### Exercise goal
Copy each line of the entries that contains the word "Dart".

Stored items
+ + +

PR #2907, opened 2016-11-29
docs(toh): fix code-example format and Dart code excerpt

chalin:
In the Dart toh-5: ensure `HeroesComponent` doc region `renaming` doesn't show a router.

### DIFF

+ + +

### Written answer
docs(toh): fix code-example format and Dart code excerpt
In the Dart toh-5: ensure `HeroesComponent` doc region `renaming` doesn't show a router.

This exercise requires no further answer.